# Should I join the gym?



## MoonlitMadness (Mar 11, 2013)

Hello, so I am just wondering if it's worth joining the gym? Is the money worth it? I really need to start a form of exercise.. I want to shake off my anxiety and depression. I used to go jogging but I was really self conscious. Will that feeling be worse in a gym? Thanks guys.


----------



## girlyone1 (Jan 20, 2012)

If you don't feel comfortable jogging outside or joining a gym, you can do exercising at home. Baby steps, start at home workouts then if you feel comfortable enough work your way up to a gym. If a friend has a membership and take time out to go with them to the gym so you don't feel awkward.


----------



## psychowizard (Feb 4, 2014)

I just want to share with you a post I recently made as this is relevant to you.


3 best ways to cope with Anxiety / Depression or any mental imbalance for that matter 

EXERCISE:
I find it incredible how doctors have overlooked this powerful natural antidepressant. It has basically cured my Social Phobia and at the same time eliminated feelings of hopelessness and depression. 
You can start by doing light / moderate cardiovascular exercise such as running for 15-20 minutes per session but MUST exercise at least 40-45 minutes 5 times a week when you start to feel more comfortable with your new routine. This will help your body and mind stay strong throughout the entire day – I kid you not.
MEDITATION:
This is SO important to practice if you want to overcome your negative feelings of depression and anxiety and stay free from it forever. I’m not a neuroscientist but it has been proven that Meditation increases a brain protein called BDNF and this rewires your brain to experience higher emotions such as joy, love compassion. It can take some time to familiarize yourself with Meditation because it’s something you need to practice a little bit and then you can enter the meditative state very easily. 
If you want to learn to Meditate it is best to go on a silent Meditation retreat where you can actually learn the technique of Vipassana Meditation from an accomplished teacher. The retreats are usually 10 days and are funded through the donations of students who have benefited from the technique – Remember food and accommodation are also provided so you literally only need to pay for your train ticket to the Meditation centre and that’s it.
DIET:
You need to completely eliminate fast foods and other refined carbohydrates from your diet. Your body needs to be hydrated throughout the day with at least 2L water minimum. Do not under estimate the importance of eating enough good quality fruit and vegetables. The meat you eat MUST be organic and the fish you eat MUST be wild caught. DHA is the most important fat your brain needs to function properly. You need at least 1000mg of DHA every day. Coconut oil is another fat your brain loves and will function on it beautifully – Make sure you buy organic cold pressed virgin coconut oil.
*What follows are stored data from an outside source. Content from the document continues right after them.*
PR #415, opened 2020-12-03
Downloads UX Changes

### LINKED ISSUE #193: Annoying downloader

kugiigi:
Originally from #336 

- Fixes #193 
- Implemented recent downloads dialog in bot the browser and webapp. This is displayed when a new download started instead of the downloads page.
- A downloads button is added in the navigation bar which wiggles and turns blue when a download completes. In webapps without the title bar, the recent downloads dialog is displayed instead
- Only display the file names in the Downloads page instead of full path.
- Added info such as file size and download speed in the Downloads page
- Added actions such as copy download link and remove from history

### DIFF
--- a/src/app/DownloadsPage.qml
+++ b/src/app/DownloadsPage.qml
@@ -16,14 +16,15 @@
  * along with this program.  If not, see <http://www.gnu.org/licenses/>.
  */
 
-import QtQuick 2.4
-import QtWebEngine 1.5
+import QtQuick 2.9
+import QtWebEngine 1.10
 import Ubuntu.Components 1.3
+import Ubuntu.Components.Popups 1.3
 import Ubuntu.Content 1.3
 import webbrowsercommon.private 0.1
 
 import "MimeTypeMapper.js" as MimeTypeMapper
-import "UrlUtils.js" as UrlUtils
+import "FileUtils.js" as FileUtils
 
 BrowserPage {
     id: downloadsItem
@@ -117,7 +118,7 @@ BrowserPage {
         },
         Action {
             iconName: "edit"
-            visible: !selectMode && !pickingMode && !exportPeerPicker.visible
+            visible: !selectMode && !pickingMode
             enabled: downloadsListView.count > 0
             onTriggered: {
                 selectMode = true
@@ -207,9 +208,11 @@ BrowserPage {
         }
 
         delegate: DownloadDelegate {
+            id: downloadDelegate
+                         
             download: ActiveDownloadsSingleton.currentDownloads[model.downloadId]
             downloadId: model.downloadId
-            title: getDisplayPath(model.path)
+            title: FileUtils.getFilename(model.path)
             url: model.url
             image: model.complete && thumbnailLoader.status == Loader.Ready 
                                   && (model.mimetype.indexOf("image") === 0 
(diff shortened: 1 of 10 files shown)


UniversalSuperBox (changes requested):
This PR appears to conflict on DownloadDelegate.qml... Could you rebase it and resolve that conflict? At the moment it isn't testable due to the Oxide removal...

kugiigi:
@balcy Is your commit already what Dalton requested? Do I still need to do something here?

balcy:
yes it was the merge conflict

src/app/DownloadsPage.qml
```diff
@@ -16,14 +16,15 @@
...
-import QtWebEngine 1.5
+import QtQuick 2.9
+import QtWebEngine 1.10
 import Ubuntu.Components 1.3
+import Ubuntu.Components.Popups 1.3
 import Ubuntu.Content 1.3
 import webbrowsercommon.private 0.1
 
 import "MimeTypeMapper.js" as MimeTypeMapper
-import "UrlUtils.js" as UrlUtils
```
UniversalSuperBox, line 26: This PR breaks the ability to open PDF files in the browser directly. The error when tapping the button is:

`file:///usr/share/morph-browser/DownloadsPage.qml:132: ReferenceError: UrlUtils is not defined`

src/app/SimpleDownloadDelegate.qml
```diff
@@ -0,0 +1,164 @@
+/*
+ * Copyright 2015-2016 Canonical Ltd.
```
UniversalSuperBox: Files that you're creating should at least have a current copyright date, either for yourself or for the UBports Foundation if you wish to assign your copyright to us.

src/app/SimpleDownloadDelegate.qml
```diff
@@ -0,0 +1,164 @@
...
+    
+    divider.visible: false
+
+    MimeData {
+        id: linkMimeData
+        
+        text: download.url
+    }
+    
+    ListItemLayout {
```
UniversalSuperBox, line 50: It doesn't appear that you can tap on downloads in this view to open them. I tried with a PDF file. Is that expected?

UniversalSuperBox (changes requested):
This seems to work well on tablet and mobile usecases, but I've found a few issues.

src/app/DownloadsPage.qml
kugiigi: Oh you are right, I forgot to remove those codes. I guess because I'm suppose to move them to the content picker dialog in #414

src/app/SimpleDownloadDelegate.qml
kugiigi: Apparently, I commented out the codes for this because it needs #414 to be merged first. It uses the same popup :sweat_smile:

src/app/DownloadsPage.qml
kugiigi: I've restored this. I think #414 removes it anyway.

src/app/SimpleDownloadDelegate.qml
kugiigi: I've updated it to UBports and also to 2021

UniversalSuperBox (approved):

Issue #3, opened 2018-10-21
Migrate from time to Chrono


jasonwilliams:
the time crate is deprecated and Chrono seems to be the replacement. We should move to this

**Time**
https://crates.io/crates/time
https://docs.rs/time/0.1.40/time/

**Chrono**
https://crates.io/crates/chrono
https://docs.rs/chrono/0.4.6/chrono/

**More Info**
https://github.com/rust-lang-deprecated/time/issues/136

JasonShin:
I don't know Rust but I'm keen on helping it out

jasonwilliams:
this has now been fixed thanks @AFRUITPIE !

PR #8, opened 2019-03-10
migrate from 'time' to 'chrono', fixes issue #3

AFRUITPIE:
This should have the same time formatting as before, let me know if you see anything that doesn't look quite right.


jasonwilliams:
Will try and take a look at this next week, thanks so much for the PR!

PR #27, opened 2019-06-21
Allow numbers without decimal digits to be followed by a dot

topaxi:
Decimal digits are optional in JavaScript, this means the following is valid:

```js
let foo = 10.;
```

Which makes it possible to make the following property accesses (which look quite awkward):

```js
let foostr = 10..toString();
```

I haven't made any tests for the second case as I'm not sure where and how I'd do it. Also, I have almost zero knowledge about lexers/parsers and the like, so if there is a better way to achieve this, let me know :)

(I also don't know if this is spec compliant 🤷‍♂️)

### DIFF
--- a/src/lib/syntax/lexer.rs
+++ b/src/lib/syntax/lexer.rs
@@ -391,14 +391,26 @@ impl<'a> Lexer<'a> {
                 }
                 _ if ch.is_digit(10) => {
                     let mut buf = ch.to_string();
-                    loop {
+                    'digitloop: loop {
                         // There might not be a next character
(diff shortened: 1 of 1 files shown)


jasonwilliams:
Hi @topaxi 

You may be interested to know we have a test suite for numbers:
https://github.com/jasonwilliams/boa/blob/master/src/lib/syntax/lexer.rs#L886-L901

One could be added with a decimal point on the end to see how the lexer reacts.

> I also don't know if this is spec compliant

Yep:
https://tc39.es/ecma262/#prod-StrUnsignedDecimalLiteral

Issue #35, opened 2019-06-28
Read from input instead of hardcoded to file


jasonwilliams:
Running boa will always read from the same file, at some point we will need to read from any file that is pased through.

Parsing arguments example:
https://doc.rust-lang.org/beta/rust-by-example/std_misc/arg/matching.html

https://github.com/jasonwilliams/boa/blob/master/src/bin/bin.rs#L6 can be changed to read from the command line argument (similar to NodeJS)

Maybe `tests/js/test.js` can be read as a fallback?

jasonwilliams:
This would really help with https://github.com/jasonwilliams/boa/issues/12

callumquick:
Gonna take this one since I think it will also help with testing or setting up better automated tests for the "methods of objects" we've been implementing (check behaviour is as expected with Javascript directly). Also, any closer we get to Test 262 the better.

PR #41, opened 2019-06-30
Add ability to specify a file to read from to the Boa binary (#35)

callumquick:
Adds argument parsing in the main function of bin.rs which enables specifying a CLI argument as the file to read from: if not argument is specified, it still defaults to tests/js/test.js. #35 

Also adds and prints usage information on incorrect CLI options (and rudimentary error reporting, for the case the file specified doesn't exists, by implict `Result<E, T>` conversion):

```
Usage:
boa [file.js]
    Interpret and execute file.js
    (if no file given, defaults to tests/js/test.js")
```

Where "boa" is the debug binary created by `cargo`: `target/debug/bin`.

### DIFF
--- a/src/bin/bin.rs
+++ b/src/bin/bin.rs
@@ -1,8 +1,37 @@
 extern crate boa;
 use boa::exec;
 use std::fs::read_to_string;
+use std::env;
+use std::process::exit;
 
-pub fn main() {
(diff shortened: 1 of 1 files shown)


jasonwilliams:
Wow that was quick! Will take a look

Issue #40, opened 2019-06-30
Tests for parser.rs


jasonwilliams:
Similar to the tests for the [lexer.rs](https://github.com/jasonwilliams/boa/blob/master/src/lib/syntax/lexer.rs#L570-L931) we would like tests for parser.rs 

## Creating test scenarios
The parser is used here: https://github.com/jasonwilliams/boa/blob/master/src/lib/lib.rs#L33 it accepts a vector of tokens. We then want to make sure the expr it returns matches what we want

### Generating tokens
I often write the JS i want to test here: https://github.com/jasonwilliams/boa/blob/master/tests/js/test.js
Then i can output the tokens, by adding dbg!(&tokens) here: https://github.com/jasonwilliams/boa/blob/master/src/lib/lib.rs#L31

You can now pass these into the parser and test the output.

jasonwilliams:
An alternative could be to test from js files and read from them to the parser, it would be easier for developers to follow than a list of hand crafted tokens

PR #42, opened 2019-06-30
Parser tests

Razican:
Hi!

This is my first contribution to the project, great work! I'm working on doing test for the parser (#40), and I've just created the first changes. Note that I ran `cargo fmt`, so there are minor format changes in other places.

I wanted to create the PR asap, so that you could review it and let me know if I'm following the proper procedure. Real changes are in the `src/lib/syntax/parser.rs` file, where I added a `tests` module. For now, it just contains tests for strings, arrays and declarations.

I found some errors in the parser, though:
 - Trailing commas in array assignments make the parser fail ([spec link][array_assignment]).
 - `const` declarations work with empty expressions when they shouldnt ([spec_link][empty_const]).

For this last error, I would suggest to change the definition of `syntax::ast::expr::ExprDef::ConstDeclExpr` to directly not allow an `Option` in the expression.

Let me know if you like the design, and I'll implement the tests for the rest of the expressions!

[array_assignment]: https://tc39.es/ecma262/#prod-ArrayAssignmentPattern
[empty_const]: https://tc39.es/ecma262/#sec-let-and-const-declarations-static-semantics-early-errors

### DIFF
--- a/src/lib/syntax/parser.rs
+++ b/src/lib/syntax/parser.rs
@@ -770,10 +770,6 @@ mod tests {
         let mut lexer = Lexer::new(js);
         lexer.lex().unwrap();
 
-        dbg!(Parser::new(lexer.tokens).parse_all().unwrap());
-        let mut lexer = Lexer::new(js);
-        lexer.lex().unwrap();
-
         assert_eq!(
             Parser::new(lexer.tokens).parse_all().unwrap(),
             Expr::new(ExprDef::BlockExpr(expr.into()))
@@ -990,23 +986,17 @@ mod tests {
 
     #[test]
     fn check_operations() {
-        use crate::syntax::ast::constant::Const;
+        use crate::syntax::ast::{constant::Const, op::BinOp};
 
-        fn create_bin_op(op: NumOp, exp1: Expr, exp2: Expr) -> Expr {
-            use crate::syntax::ast::op::BinOp;
-
-            Expr::new(ExprDef::BinOpExpr(
-                BinOp::Num(op),
-                Box::new(exp1),
-                Box::new(exp2),
-            ))
+        fn create_bin_op(op: BinOp, exp1: Expr, exp2: Expr) -> Expr {
+            Expr::new(ExprDef::BinOpExpr(op, Box::new(exp1), Box::new(exp2)))
         }
 
         // Check numeric operations
         check_parser(
             "a + b",
             &[create_bin_op(
-                NumOp::Add,
+                BinOp::Num(NumOp::Add),
                 Expr::new(ExprDef::LocalExpr(String::from("a"))),
                 Expr::new(ExprDef::LocalExpr(String::from("b"))),
             )],
@@ -1014,7 +1004,7 @@ mod tests {
         check_parser(
             "a+1",
             &[create_bin_op(
-                NumOp::Add,
+                BinOp::Num(NumOp::Add),
                 Expr::new(ExprDef::LocalExpr(String::from("a"))),
                 Expr::new(ExprDef::ConstExpr(Const::Num(1.0))),
             )],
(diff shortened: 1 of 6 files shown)


jasonwilliams:
That's aweome @Razican i will take a look, thanks

src/lib/syntax/parser.rs
```diff
@@ -757,3 +757,180 @@ impl Parser {
...
+
+#[cfg(test)]
+mod tests {
+    use super::*;
+    use crate::syntax::{
+        ast::expr::{Expr, ExprDef},
+        lexer::Lexer,
+    };
+
+    fn check_parser(js: &str, expr: &[Expr]) {
```
jasonwilliams: I like this idea, makes the further tests much cleaner and easier to understand

jasonwilliams:
Looks like some contributors didn't have cargo fmt on when they PR'd, i wonder if there's a way to enforce this

Razican:
> Looks like some contributors didn't have cargo fmt on when they PR'd, i wonder if there's a way to enforce this

Actually there is!
I use rustfmt in CI for my other repos, such as [SUPER](https://github.com/SUPERAndroidAnalyzer/super)

I just add the rustup component in Travis CI and then check the format: [travis-helper.sh#L23](https://github.com/SUPERAndroidAnalyzer/super/blob/master/travis-helper.sh#L23)

I fixed the links to the docs in the PR, by the way, I forgot to add them.

jasonwilliams:
That's good to know!

jasonwilliams:
Yes i like the design, carry on, it looks good so far

jasonwilliams:
> I found some errors in the parser, though:
> - Trailing commas in array assignments make the parser fail ([spec link][array_assignment]).
> - `const` declarations work with empty expressions when they shouldnt ([spec_link][empty_const]).
>
>For this last error, I would suggest to change the definition of `syntax::ast::expr::ExprDef::ConstDeclExpr` to directly not allow an `Option` in the expression.

Issues can be raised for these

jasonwilliams:
It might be an idea to merge what you have so far to get Travis working properly again

Razican:
> It might be an idea to merge what you have so far to get Travis working properly again.
> Let me know if you're happy to do that

Sure, give me until the end of the day (CEST time) to push the last tests I did parsing numeric binary operations and we can merge, and I can keep working on it later.

By the way, is there an specification on how should the parser parse complex mathematical operations? For example:

`a + d*(b-3) + 1`

I see that it will generate something like this in the parser:

`a + (1 + (d * (b-3)))`

Is there any reason why it changes the order of the last addition?

jasonwilliams:
I think the order here might just be wrong: https://github.com/jasonwilliams/boa/blob/master/src/lib/syntax/parser.rs#L725-L729

https://developer.mozilla.org/en-US/docs/Web/JavaScript/Reference/Operators/Operator_Precedence

Can't see anything in the spec

Razican:
I pushed another commit with more parser tests. I set up a small function to create binary operations and check numeric binary operators.

jasonwilliams:
latest commit is failing on some code formatting

Razican:
Fixed, it seems that when I rebased there was some formatting issue.

src/lib/syntax/parser.rs
```diff
@@ -757,3 +757,354 @@ impl Parser {
...
+        let mut lexer = Lexer::new(js);
+        lexer.lex().unwrap();
+
+        dbg!(Parser::new(lexer.tokens).parse_all().unwrap());
```
jasonwilliams: Is there a reason this is wrapped in `dbg!` ?

Razican: Sorry, it was left there from my debugging. It's removed now, and I added bitwise operators.

Razican:
Hi, I think this is ready for merge now.

PR #44, opened 2019-06-30
add fmt check in travis fixes #43

### LINKED ISSUE #43: enforce cargo fmt
It might be an idea to have this, so some PR's are formatting other PR's, it should make it easier for those reviewing.

https://github.com/rust-lang/rustfmt is here.

`cargo fmt` needs to be added to a commit hook. We can add something to CONTRIBUTING.md hinting that `rustfmt` needs to be installed by `rustup component add rustfmt`

### potential example?
https://github.com/rust-analyzer/rust-analyzer/pull/271

jasonwilliams:


jasonwilliams:
@Razican this seems to be enough to do the job

Razican:
> @Razican this seems to be enough to do the job

Yes, this should do it. In the future if tests become too long you can change the way it's done to improve efficiency. In SUPER we had to divide the tests to execute some parts in parallel, it was taking more than 2 hours to test everything.

Issue #36, opened 2019-06-29
Implement Array prototype methods


jasonwilliams:
Similar to https://github.com/boa-dev/boa/issues/13 but for the Array 

- [x] Array.of() (#1127)
- [x] Array.prototype.concat()
- [x] Array.prototype.copyWithin()
- [x] Array.prototype.entries()
- [x] Array.prototype.every()
- [x] Array.prototype.fill()
- [x] Array.prototype.filter()
- [x] Array.prototype.find()
- [x] Array.prototype.findIndex()
- [x] Array.prototype.flat()
- [x] Array.prototype.flatMap()
- [x] Array.prototype.forEach()
- [x] Array.prototype.includes()
- [x] Array.prototype.indexOf()
- [x] Array.prototype.join()
- [x] Array.prototype.keys()
- [x] Array.prototype.lastIndexOf()
- [x] Array.prototype.map()
- [x] Array.prototype.pop()
- [x] Array.prototype.push()
- [x] Array.prototype.reduce()
- [x] Array.prototype.reduceRight()
- [x] Array.prototype.reverse()
- [x] Array.prototype.shift()
- [x] Array.prototype.slice()
- [x] Array.prototype.some()
- [x] Array.prototype.sort()
- [x] Array.prototype.splice()
- [ ] Array.prototype.toLocaleString()
- [x] Array.prototype.toString()
- [x] Array.prototype.unshift()
- [x] Array.prototype.values()
- [x] Array.prototype[@@iterator]()

Implementation happens here: https://github.com/boa-dev/boa/blob/master/boa/src/builtins/array/mod.rs

callumquick:
@jasonwilliams For the array, what is a Javascript array represented as in Boa? From my investigation appears to be as an Object, so in the underlying Rust a hashmap mapping from index to value: is that accurate? 

Does that mean in Boa there's no Javascript difference between arrays and objects? Is that intentional or just because Array isn't implemented yet? Should we have an "Array" entry in the ValueData enum?

jasonwilliams:
That's a very good point, and yes, what you said is accurate. There is no Array primitive value in JavaScript, so we can't have an array datatype in the value enum.  (for now) An Array is just an Object with a prototype of Array methods.

V8 do some optimisations with arrays with a backing store: https://v8.dev/blog/fast-properties
I'm not sure we need to worry about fast property access just yet.

For now we just need to create a global constructor (Array), similar to what we do with strings.
[...]

PR #51, opened 2019-07-01
Implement bare Array object with prototype field

callumquick:
This PR implements the basis of the Array object (and its internal representation) similarly to String. This is part of the work towards completion of Array prototype methods #36. 

It uses an internal Object to store the mapping between indices and Values. This may need review (does this still work with Array indexing etc), and otherwise an alternative approach will need to be developed through this PR.


callumquick:
This commit will likely clash, since formatting changes are needed to get Travis CI check of cargo fmt to pass from now on.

These dietary supplements will help support your brain and regulate your moods and as a result you are going to be full of life giving energy.
Vegetarian DHA (derived from Marine Algae): 1000mg daily
Olive Oil: 1 tbsp daily
Alpha-lipoic acid: 600mg daily, 30 minutes before meals
Coconut oil: Virgin, organic; 1 tbsp in morning 
Pterostilbene: 50mg morning and evening
Sulforaphane: 30mg morning and evening
Curcumin: 200mg morning and evening
Green tea extract: 200mg morning and evening
Probiotics: 1 capsule taken on an empty stomach up to three times daily; look for a probiotic that contains at least 10 billion active cultures from at least 10 different strains, including Lactobacillus acidophilus and bifidobacterium.
Resveratrol: 100mg twice daily 
Vitamin D3: 5,000 IU daily

Please read the work of neuroscientist Dr David Perlmutter to get a complete understand of how dietary changes can eliminate anxiety, depression and so many other neurological diseases. I would recommend starting with his book Brain Grain.


----------



## OutsideR1 (Mar 13, 2014)

psychowizard said:


> I just want to share with you a post I recently made as this is relevant to you.
> 
> 3 best ways to cope with Anxiety / Depression or any mental imbalance for that matter
> 
> ...


I agree 100% with you about those 3 things. However, has your anxiety been eliminated or improved a lot since doing all of those? Is it hard to stick to it, especially the food?


----------



## ShinigamiKai (Aug 6, 2015)

Work out at home. If you start building muscle and have trouble building more, then join a gym.


----------



## Reckoner7 (Jan 29, 2007)

With joining a gym its mainly about if whether or not you will go regulary enough for it to be value for money. I joined3 months ago and hardly went lol. But in the past I joined and it really helped me get fit and occupied my time.
Best advice would be to see if the gym has a day pass or something. That way you can try it out and see if you feel anxious doing excercise there. Most gyms now let you try for free.


----------



## Dave47 (Aug 9, 2015)

Absolutely! Go for it.. You'll feel amazing and you'll get a massive self esteem and confidence boost... You'll feel like you're doing yourself and your body a favor.. It's a part of a healthy lifestyle so by all means go for it


----------



## Dave47 (Aug 9, 2015)

AS for anxiety, you just might feel anxious and odd at first.. But that won't last for too long, you'll get used to the gym atmosphere eventually... It's also a good way to meet new people and make some friends


----------



## Findedeux (Mar 16, 2012)

You should definitely go to the gym.

The great thing is that people really don't pay you much attention at the gym.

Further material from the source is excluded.